Se há uma vocação vira-lata da alta classe média, “que considera melhor tudo o
que vem de fora”, segundo sua expressão no livro, os alertas de diversos
veículos da imprensa internacional, como The Economist, The New York Times e Le
Monde, não deveriam ter pesado nas eleições?
Classe não é definida por critérios econômicos. As pessoas procuram se
distinguir umas das outras – e se sentir melhores do que as outras. A classe
média é moderna, nasce com o capitalismo e começa a ficar realmente importante
com o capitalismo industrial. E se cria uma alta classe média, que representa
interesses da elite: o CEO de um banco, por exemplo, não é um banqueiro. O
primeiro é alta classe média, o segundo é elite.

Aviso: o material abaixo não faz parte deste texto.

PR #1213, opened 2019-05-12
fix: use only one 180x180px touch icon

alrra:
* Include just one 180x180px touch icon`.

  Over time as Apple released different size displays for their devices, [requirements](https://github.com/h5bp/html5-boilerplate/pull/1599#issuecomment-56384135) for the size of the touch icon have changed quite a bit:

   * 57×57px – iPhone with @1x display and iPod Touch
   * 72×72px – iPad and iPad mini with @1x display running iOS ≤ 6
   * 76×76px – iPad and iPad mini with @1x display running iOS ≥ 7
   * 114×114px – iPhone with @2x display running iOS ≤ 6
   * 120×120px – iPhone with @2x and @3x display running iOS ≥ 7
   * 144×144px – iPad and iPad mini with @2x display running iOS ≤ 6
   * 152×152px – iPad and iPad mini with @2x display running iOS 7
   * 180×180px – iPad and iPad mini with @2x display running iOS 8+

  However, [most iOS users will be on the latest 2 versions](https://developer.apple.com/support/app-store/) of iOS and using newer devices, so nowadays, one 180x180px touch icon is enough.

  Also, if needed, the icon [will be automatically downscaled](https://realfavicongenerator.net/blog/how-ios-scales-the-apple-touch-icon/) by Safari, and the result of the scaling is generally ok.

* Remove unneeded `sizes` attribute.

  When using only one touch icon there is no need to use the `sizes` attribute.

----

See also: https://mathiasbynens.be/notes/touch-icons


nolanlawson:
Cool, thanks! :tada:

Issue #1130, opened 2019-04-01
Implement polls


nolanlawson:
This is a new thing in Mastodon 2.8.

nolanlawson:
Docs: https://source.joinmastodon.org/mastodon/docs/blob/master/content/en/api/rest/polls.md

nolanlawson:
Sub-tasks:

- [x] ability to view poll results (fixed in #1219)
- [ ] ability to create a poll
- [ ] ability to interact with a poll
- [ ] push notification support for poll results

nolanlawson:
Poll notifications are still a bit busted. Looks like it should say something like "A poll you have voted in has ended." It says this even if you created the poll and didn't vote, but we can change that text.

nolanlawson:
Unless I'm missing something, push notifications for polls just don't work in Mastodon right now: https://github.com/tootsuite/mastodon/issues/10861

PR #1219, opened 2019-05-24
Show poll results to a status

sgenoud:
This does not do much, just basics to allows user to see the results of a poll. This is part of #1130.

Capture d'écran 2019-05-24 10 53 01

### DIFF
--- a/src/routes/_components/status/Status.html
+++ b/src/routes/_components/status/Status.html
@@ -31,6 +31,9 @@
   {#if showMedia }
     <StatusMediaAttachments {...params} on:recalculateHeight />
   {/if}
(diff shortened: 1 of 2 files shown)


nolanlawson:
I love it! It just needs some accessibility work for screenreaders, and then I think it's good. (E.g. an `aria-label` that just says exactly what the SVG shows, or some explanatory text with class `sr-only` and then `aria-hidden` on the SVG.) I'll add that and then merge.

Thank you; this is a great start for poll support!

nolanlawson:
my fixes for a11y and some slight style tweaks ^

thanks again!

PR #1220, opened 2019-05-25
fix: tweak poll results style and fix a11y

nolanlawson:
tweaks to the poll results style and fixes a11y issues with it (addendum to #1219)


nolanlawson:
Screenshot from 2019-05-25 08-38-16

PR #1232, opened 2019-05-26
fix: poll for updates to timeago displays

nolanlawson:
When it says "x seconds ago" or "x minutes ago", it should automatically update. We can do this with a simple setInterval that sets the current time in a Svelte store.


nolanlawson:
Turned out this was also a good opportunity to avoid some costly recomputes.

PR #1251, opened 2019-05-28
fix: no need for double reload of SW in Chrome

### LINKED ISSUE #1243: Service Worker can get stuck
In Chrome, I observe that clicking the "reload" button does nothing. It does not update the site until you close and reopen it. (Repro'd in Chrome for Android and in Chrome on Ubuntu.)

In Firefox, it can sometimes get into a state where the site won't load, and even if I clear all the local data and unregister the service worker, I can't get it to load.

Not sure why this is happening.

nolanlawson:
fixes #1243

Sadly it looks like Chrome changed their implementation, which is why in Chrome you currently have to reload twice. I did find a solution that works in both Chrome and Firefox (thank you smoosh.app for boilerplate Service Worker code I can copy-paste).

Although unfortunately it means that the "reload" button in the snackbar toast is now the only way to actually update the Service Worker - browser reload does not work. The worst part about that is that it's not very accessible, because keyboard users can't get to the button if they're in an infinite list. On the bright side, you can just navigate to the settings and then get to the button that way, although it's a bit janky.

I still think this solution is slightly better, though, since it probably confuses Chrome users when they click the "reload" button and nothing happens.

### DIFF
--- a/src/routes/_pages/settings/index.html
+++ b/src/routes/_pages/settings/index.html
@@ -36,7 +36,7 @@
     methods: {
       reload (event) {
         event.preventDefault()
-        document.location.reload(true)
+        location.reload()
       }
     }
   }
--- a/src/routes/_utils/serviceWorkerClient.js
+++ b/src/routes/_utils/serviceWorkerClient.js
@@ -1,17 +1,81 @@
 import { snackbar } from '../_components/snackbar/snackbar'
 
-function onUpdateFound (registration) {
-  const newWorker = registration.installing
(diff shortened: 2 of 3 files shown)


nolanlawson:
There must be a solution to make the browser reload button work the same as the snackbar "reload" button, but I'm kind of stumped as to how to do that.

nolanlawson:
I feel extremely unsatisfied due to the accessibility issues of this PR, but I'm just going to hope that keyboard users can figure out to navigate to a page without an infinite load in order to get to the button. I've already added a region landmark, so screenreader users should be able to access it.

Also, I need to get this in early so I can test it on dev.pinafore.social.

PR #1283, opened 2019-06-17
Fix report dialog not taking comments

### LINKED ISSUE #1282: Report comments are not sent
When reporting a user, anything i type into the additional comments box is never sent with the report

(i love that i reported the same issue in mastodon two years ago tootsuite/mastodon#1671)

codl:
fixes #1282


nolanlawson:
Thank you! Looks like the Travis error is an intermittent failure.

PR #1302, opened 2019-07-06
test: test in quarantine mode

nolanlawson:
Trying to figure out which tests are flaky


nolanlawson:
Did not tell us anything useful

nolanlawson:
Well maybe enabling this will make our tests less flaky by running the flaky ones more than once.

nolanlawson:
Actually because our tests are stateful, it's unlikely this will help. A test can modify them most recent status, then the next test creates a status and checks the most recent one, which was actually created by the last iteration of the test. We should just fix our flaky tests.

PR #1307, opened 2019-07-07
fix: remove useless event argument

nolanlawson:


nolanlawson:
This is wrong, I was mistaken

PR #956, opened 2015-06-05
Enforce extension requirements

barryvdh:
Require them in composer, so it will produce an error when you are missing something, instead of failing when the functions are actually called.


bsweeney:
Excellent!

PR #963, opened 2015-06-07
Invalid type check on $style argument, style can be passed in as an e…

scotteh:
Invalid type check on $style argument, style can be passed in as an empty array.

This fixed an issue where passing empty arrays into the 2nd argument of imagesetstyle() can cause subsequent functions such as imagerectangle() to crash PHP (Windows / PHP 5.5.12 / x86 MSVC11).

Haven't attempted to replicate this on any other setup.

### DIFF
--- a/src/Dompdf/Adapter/GD.php
+++ b/src/Dompdf/Adapter/GD.php
@@ -300,7 +300,7 @@ class GD implements Canvas
         $c = $this->_allocate_color($color);
 
         // Convert the style array if required
-        if (!empty($style)) {
+        if (is_array($style) && count($style) > 0) {
             $gd_style = array();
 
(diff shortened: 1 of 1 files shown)


bsweeney:
For completeness should we check that $style is actually an array first (e.g. `is_array($style) && count($style) > 0`)? Or perhaps it's sufficient to check that the element isn't empty and we can address any instances where an invalid type (e.g. int or string) is passed as they come up.

scotteh:
All cases appear to be arrays, but added in the additional type check just to be sure.

bsweeney:
I always go in expecting (hoping) methods are being called correctly, but you never know when something will slip through (and it's harder to diagnose with a loosely typed language).

PR #965, opened 2015-06-08
Update GD adapter to output using the current DPI and implement page s…

scotteh:
Update GD adapter to output using the current DPI and implement page support via new stream() / output() 'page' option.

DPI scaling is being handled internally, exposing the actual size via get_width() / get_height() was causing page margins and element margin/spacing to appear much smaller than they should at higher DPIs.

The ability to select the page to output / stream has been added via the 'page' option was also added.

Example to get the second page:
``` php
$dompdf->stream(array('page' => 2));
```

As you can already, the total number of pages can be obtained using:
``` php
echo $dompdf->getCanvas()->get_page_count();
```

### DIFF
--- a/src/Dompdf/Adapter/GD.php
+++ b/src/Dompdf/Adapter/GD.php
@@ -3,7 +3,7 @@
  * @package dompdf
  * @link    http://dompdf.github.com/
  * @author  Benj Carson <benjcarson@digitaljunkies.ca>
- * @author  Fabien MÃ©nager <fabien.menager@gmail.com>
+ * @author  Fabien Ménager <fabien.menager@gmail.com>
  * @license http://www.gnu.org/copyleft/lesser.html GNU Lesser General Public License
  */
 namespace Dompdf\Adapter;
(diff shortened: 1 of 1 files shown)


bsweeney:
Nice catch on the scaling issue!

I like the idea of being able to select the page to output. That would definitely make the GD adapter more useful.

vkeranov:
+1 for this one. Selecting the page to output is a must have.

scotteh:
A couple more fixes for the GD adapter that builds on the initial pull request.

* Scale font sizes down, they were noticeably larger. GD's internal DPI is 96, font sizes in dompdf are 72.
* Fix scaling issues by switching the DPI while rendering - restoring it when we're done. This enables internal functions - primarily length_in_pt() to return expected values.

vkeranov:
is this updated with the latest develop? I mean this one:
https://github.com/dompdf/dompdf/commit/62d72ad24b546e1482bf22c684857c2267046b5b
Because I really like this feature and I want to use it. Still don't know why this is not merged yet...

bsweeney:
Not yet, but I am planning to take a look at it for inclusion. Subscribe to this PR to be notified when it's been merged.

PR #977, opened 2015-06-24
PHP Fatal error : Class 'DOMPDF' not found

nutii:
This will fix fatal error.


bsweeney:
We're not accepting patches against the master branch. It's difficult to see from your patch what's going on, but if you want to work out the issue further start a new issue or visit the [support forum](http://groups.google.com/group/dompdf).

PR #981, opened 2015-07-07
Made the git installation instructions more explicit

davidsickmiller:


bsweeney:
We're not accepting updates to master. Plus check out the develop branch, things are changing ... soon.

Mas o CEO tem a ilusão de se considerar parte da elite e, portanto, defende
interesses de seus patrões. E assim molda uma distinção diante das outras
classes, a partir do alto consumo de bens importados, por exemplo. Ele quer se
sentir um pouco europeu, um pouco americano, dentro de seu próprio país. Só que
a alta classe média é muito conservadora e faz qualquer negócio para manter seus
privilégios. Ela não tem sensibilidade em relação ao restante da sociedade,
portando-se como uma elite estranha ao próprio país.
‘O que antes era ódio ao escravo, agora é ódio ao pobre. E parte da classe média
tem muito medo de descer à condição de pobre.’

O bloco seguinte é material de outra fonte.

PR #986, opened 2015-07-14
Fix the issue with Twitter Bootstrap Frameworks

reyko99:
//Minor fix (replace .ttf by the extension of remote font file)
Now is posible render pages with Twitter Bootstrap Framework integrated. 
But glyph-icons not are showed yet 
Tested with Twitter Bootstrap 3.3.1

### DIFF
--- a/include/font_metrics.cls.php
+++ b/include/font_metrics.cls.php
@@ -329,7 +329,7 @@ class Font_Metrics {
     
     $local_file = DOMPDF_FONT_DIR . md5($remote_file);
     $cache_entry = $local_file;
-    $local_file .= ".ttf";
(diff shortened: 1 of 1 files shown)


bsweeney:
What happens without this modification? dompdf currently only supports the TrueType font format. But I don't see that as being a reason we should hard code the format extension.

bsweeney:
Also, please target your PR at the develop branch.

reyko99:
Without this modification dompdf throws an exception error. The exception is throwed because try to load a file that not exist (<md5 generated file>.ttf) I 'm tested this using Laravel 5.01 framework.

PR #988, opened 2015-07-17
Fix the issue with Twitter Bootstrap Frameworks

reyko99:
When a page using TWB dompdf will be rendered to pdf, dompdf throws a FileNotFound exception(in my case I'am using Laravel 5.0) because not found a file <md5 generated filename>.ttf. The extension of the font is hardcoded. I know that dompdf only supports TrueType font format.

### DIFF
--- a/src/FontMetrics.php
+++ b/src/FontMetrics.php
@@ -213,7 +213,7 @@ class FontMetrics
 
         $local_file = $fontDir . DIRECTORY_SEPARATOR . md5($remoteFile);
         $cache_entry = $local_file;
-        $local_file .= ".ttf";
+        $local_file .= ".".pathinfo($remote_file,PATHINFO_EXTENSION);
 
         $style_string = $this->getType("{$style['weight']} {$style['style']}");
 


bsweeney:
(re-submit of PR #986)

bsweeney:
Do you know what format the remote file was in? And what, exactly, was the error? I'm just trying to understand exactly what was happening. It looks like dompdf will force a TTF extension, but that it doesn't really matter because php-font-lib will sniff the format based on the file headers. Is the actual error occurring elsewhere?

bsweeney:
Which version of dompdf are you using? I was only able to produce an error when using 0.7.0 beta 1 because of a bad path option. And then only a warning, not an exception, which may mean that turning down your error level in laravel may help.

bsweeney:
The actual issue I'm having is that php-font-lib consumes too much memory while processing the font. Not to mention it appears that maybe the WOFF font is being used instead of the TTF. Maybe, I'd have to look into that more.

Still, your change is important. I'll probably pull it in plus make whatever other changes are necessary to remove hard-coded extensions.

bsweeney:
I think the problem is more widespread than indicated in your patch. There are a number of locations where we refer to the filename extension. However, since that info is not recorded in the font family cache we have no way of knowing the appropriate letter casing.

I still have a bit more research to do before I post a fix but I think we need to do three things:

 1. Force a case when saving files to the system.
 2. Prefer the above-set casing, but check for other variants (maybe just check all uppercase and all lowercase).
 3. Update the documentation to indicate that filesystem-based options may be case sensitive, depending on the system.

Há ainda divisões dentro da alta classe média: uma fração da indústria mais
“democrática”, digamos, que depende e se importa com um mercado interno pujante;
e uma fração predominante do agronegócio e mercado financeiro, voltada para o
mercado externo, que fica rica independentemente se o país vai bem ou vai mal.
Temos, afinal, uma elite de herança escravocrata que pensa a curto prazo: quero
o meu agora, não me importa projeto de futuro. Isso amesquinha o país como um
todo.
Se antes o escravo era submetido a trabalho desqualificado, agora a maior parte
da população brasileira faz trabalho semiqualificado ou desqualificado. E é
excluída das benesses do mundo moderno. O que antes era ódio ao escravo, agora é
ódio ao pobre. E parte da classe média tem muito medo de descer à condição de
pobre. Afinal, classe não é só um cálculo econômico, mas um cálculo moral de
distinção social.
No livro, você projetou que muitos se voltariam “ao voto de protesto desesperado
e irracional” de apoio a Bolsonaro. Passadas as eleições, pensa a vitória como
“voto de protesto”? Ou de uma busca genuína por mudança?

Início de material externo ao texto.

Issue #639, opened 2013-05-12
Large number of inline elements reduces performance


francoisdusautoir:
Hello,

I have this error message when trying to get pdf file :  

Fatal error: Out of memory (allocated 57409536) (tried to allocate 1792 bytes) in /homepages/28/d468484513/htdocs/bundles/dompdf/include/text_frame_reflower.cls.php(374) : runtime-created function on line 1

The HTML code I want to generate in PDF :  http://calogerobasse.com/tablatures/2.html

My PHP code to generate it : 

// HTML

```
$tab = Tablature::find($id);
$tab->album = Titre::find($tab->titre->id)->album[0];
$html = View::make('pdf.tablature')->with('tab',$tab);
```

// PDF

```
$pdf = new DOMPDF(); 
$pdf->load_html($html);
$pdf->render();
$pdf->stream("tablature_".Str::slug($tab->titre->titre, '_').".pdf");
```

It's working when I have a few of content but when i have more (+100 words for example)  it's crashing on this error. I tried to edit php.ini on my webserver and changed memory_limit but it didn't change anything. I really need help to fix this.

PR #996, opened 2015-07-28
Build frame tree after unwanted/hidden nodes have been removed.

scotteh:
Build frame tree after unwanted/hidden nodes have been removed. Allows sibling text nodes prior to these to be modified/concatenated and the subsequent values to be reflected in the Frame tree.

### DIFF
--- a/src/Frame/FrameTree.php
+++ b/src/Frame/FrameTree.php
@@ -196,6 +196,8 @@ class FrameTree
             return $frame;
         }
 
+        // Remove unwanted nodes from the tree. Do this before further building
+        // of the tree as it may modify the textContent of previous nodes.
         for ($i = 0; $i < $node->childNodes->length; $i++) {
             $child = $node->childNodes->item($i);
 
@@ -207,7 +209,14 @@ class FrameTree
                 $child->parentNode->removeChild($child);
             } elseif (($child->nodeName === "img" || $child->nodeName === "IMG") && $child->getAttribute("src") == "") {
                 $child->parentNode->removeChild($child);
-            } elseif (is_object($child)) {
+            }
+        }
+
+        // Build the current level of the Frame tree.
+        for ($i = 0; $i < $node->childNodes->length; $i++) {
+            $child = $node->childNodes->item($i);
+
+            if (is_object($child)) {
                 $frame->append_child($this->_build_tree_r($child), false);
             }
         }
--- a/src/Frame/FrameTree.php
+++ b/src/Frame/FrameTree.php
@@ -196,28 +196,43 @@ class FrameTree
             return $frame;
         }
 
+        // Since childNodes->length is expensive to call in a loop store
+        // it into a variable and decrement as necessary.
+        $length = $node->childNodes->length;
+
         // Remove unwanted nodes from the tree. Do this before further building
         // of the tree as it may modify the textContent of previous nodes.
-        for ($i = 0; $i < $node->childNodes->length; $i++) {
+        for ($i = 0; $i < $length; $i++) {
             $child = $node->childNodes->item($i);
+            $nodeName = $child->nodeName;
 
-            if (in_array($child->nodeName, self::$HIDDEN_TAGS)) {
-                if (($child->nodeName !== "head" && $child->nodeName !== "HEAD") && ($child->nodeName !== "style" && $child->nodeName !== "STYLE")) {
-                    $child->parentNode->removeChild($child);
+            if (in_array($nodeName, self::$HIDDEN_TAGS)) {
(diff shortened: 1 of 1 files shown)


scotteh:
Using the following example - once the comment is removed 'Second Text' and 'First Text' are automatically merged into a single text node.

Currently 'Second Text' would be omitted from dompdf's output as 'First Text' has already been added to the frame tree and the merged node is a new object.

``` html
<div>
First Text
<!-- Comment -->
Second Text
</div>
```

This patch uses two passes instead of the current single. First to remove nodes and the second to add them to the frame tree.

bsweeney:
How much of a performance hit do you see with this? I'm guessing not much unless the node has a large number of children (which is already an issue, see #639).

If you have a chance to profile the code I have some thoughts on changes that *could* improve performance. These suggestions all fall in the variable vs. object property access speed question. I haven't been keeping up with how well PHP optimizes the byte-code, does anyone know where PHP falls in relation to this question (e.g. is there a significant different between accessing an object property vs. pushing into a variable)?

 - Push the length of the `childNodes` collection into a variable on the second pass since that value shouldn't be modified.
 - Replace `$child->parentNode` with `$node`.
 - Push the `nodeName` into a variable and set the case so the conditionals are simplified.

Otherwise I like this. I was thinking we might use a similar method to pull out non-flow nodes (e.g. fixed-position elements) and push them to the top of the frame stack.

scotteh:
Not much... or at least I thought!

Did some quick crude profiling based on your suggestions.

As a general rule object access does appear to be slower at somewhere around 1.7 times - at least in a `for ($i = 0; $i < $object->length; $i++) { .. }` vs `for ($i = 0; $i < $length; $i++) { .. }` scenario, though we are talking milliseconds.

However... in the case of `for ($i = 0; $i < $node->childNodes->length; $i++) { .. }` it's significantly more. Its surprisingly somewhere in the vicinity of 1000 times slower than `$length = $node->childNodes->length; for ($i = 0; $i < $length; $i++) { .. }`. Probably to do with libxml more than anything else.

After profiling the length I half expected saving $child->nodeName into a variable to be significantly faster, but it appears to be pretty much the same.

Not sure why I didn't just used `$node` rather than `$child->parentNode`. Based on the nodeName test i wouldn't expect this to be huge, but $node is already stored so it's definitely worth changing.

Profiling script for $obj->childNodes->length:
``` php
<?php

$passes = 5;
$results = array();

$html = '<html><head></head><body>' . str_repeat('<i></i>', 10000) . '</body></html>';
$dom = new \DOMDocument();
$dom->loadHTML($html);

$body = $dom->documentElement->childNodes->item(1);

for ($j = 0; $j < $passes; $j++) {
    $time = microtime(true); 

    // Direct property access
/*
    for ($i = 0; $i < $body->childNodes->length; $i++) {
        // Do nothing
    }
*/

    // Read from variable
    $length = $body->childNodes->length;

    for ($i = 0; $i < $length; $i++) {
        // Do nothing
    }

    $exectime = microtime(true) - $time;

    echo sprintf("%f", $exectime) . "<br>\n";
    $results[] = $exectime;
}

echo 'total: ' . sprintf("%f", array_sum($results)) . "<br>\n";
echo 'avg: ' . sprintf("%f", array_sum($results) / $passes) . "<br>\n";
```

bsweeney:
Awesome, thanks for investigating! I'm surprised as well about that slowdown. Your guess makes sense to me, I'm sure PHP can optimize internal object access but when using external libraries there's probably not a whole lot it can do.

bsweeney:
I'm still looking into it, but there appears to be an issue related to this change. White space is inserted in place of the removed element. Try rendering the following:

```
  <p>lorem ipsum</p>
  <!-- -->
  <p>lorem ipsum</p>
  <p>lorem <!-- --> ipsum</p>
```

bsweeney:
So this commit didn't create a new issue, it exposed an existing one that was introduced in commit 439e6477cae04432a88fd44c637098923a9bd961. In the loop dompdf was moving on to the next index of the childNodes collection on each iteration of the loop regardless of what action was taken. If a node was removed from the childNodes collection (shortening the collection by one element) then the following node would be skipped.

Try rendering the following in 0.7 beta:

```
<p>to be <!-- --> or not to be</p>
```

There is a second issue that has always existed that is relevant to my [previous comment](https://github.com/dompdf/dompdf/pull/996#issuecomment-142009368). Non-rendering nodes (e.g. HTML comments) can affect the layout of the page when they split text nodes. The adjacent text nodes cause a failure in the white-space collapse logic.

bsweeney:
@scotteh I'm not sure that adjacent text nodes are merged. I think your commit worked around the problem I identified because goes back through the childNodes collection, catching any nodes that would have been skipped in the first previous iteration.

O que está acontecendo hoje faz parte de um processo de luta de classes. Um
processo que se estende desde 1930. O que foi que a elite fez? A elite montou, a
partir da imprensa e das universidades, o domínio simbólico, moldando a visão de
mundo da classe média. Agora, para a alta classe média, esse discurso é racional
e pautado pelo interesse econômico: estou ganhando mais. Mas, para a massa da
classe média, é irracional: para pensar que está ganhando algo, uma recompensa
moral, a massa da classe média protestou e se portou como “ah, sou moralmente
superior do que as classes populares, estou escandalizada porque me incomoda e
combato a corrupção política”. Foi explorada.
Mas a ideia de que o empobrecimento ou o risco de empobrecimento estaria ligado
organicamente à corrupção…
Corrupção política. Desculpe interromper, mas veja que, sem querer, você
equalizou corrupção e corrupção política.
Sim, corrupção política. Você diria que a construção desse discurso escapou ao
controle de quem o construiu – parte da imprensa, como indica no livro? Se a
população brasileira fosse tão “manipulável” por uma imprensa a favor de
interesses da elite econômica, como compreender críticas tresloucadas que
atribuem à Folha de S.Paulo a alcunha Foice, de referência comunista, e o bordão
“o povo não é bobo, abaixo a Rede Globo” capturado por militantes de direita a
partir de 2013?
Quando se começa uma coisa, só se sabe como ela começa, mas não sabe como
termina. Nossa imprensa é venal, desde o início comprada pelo mercado. Nunca
tivemos uma rede pública [de comunicação] como existe na Europa – e às vezes
alguns até confundem TV pública com TV estatal. Nunca tivemos uma imprensa
confrontando o poder de forma plural.
A imprensa atacou o governo, pois a presidenta, um pouco estabanadamente, atacou
o juro, o lucro dessa elite, a partir de 2012. Isso foi usado contra o governo
eleito e que era tudo menos corrupto – a presidenta não roubou um lápis que
seja. Mas o ataque midiático se voltou a todos os consensos morais de uma
democracia. Não é a letra legal de uma Constituição que dá sangue à democracia,
mas os consensos morais: não se pode expurgar a presunção de inocência,
banalizar vazamentos ilegais, banalizar desrespeito de direitos fundamentais.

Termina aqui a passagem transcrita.